Stored data
━━━━

PR #733, opened 2022-10-20
feat(api): allow sorting of comments by rating

Itrulia:


tomaszdurka (approved):

tomaszdurka:
Thought: I wish we use props for those complicated optional params functions.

━━━━

• [What the exercise asks]:
A word-for-word copy of the data above is the goal, so set it all down again.

• [Response for this exercise]:
PR #733, opened 2022-10-20
feat(api): allow sorting of comments by rating

Itrulia:


tomaszdurka (approved):

tomaszdurka:
Thought: I wish we use props for those complicated optional params functions.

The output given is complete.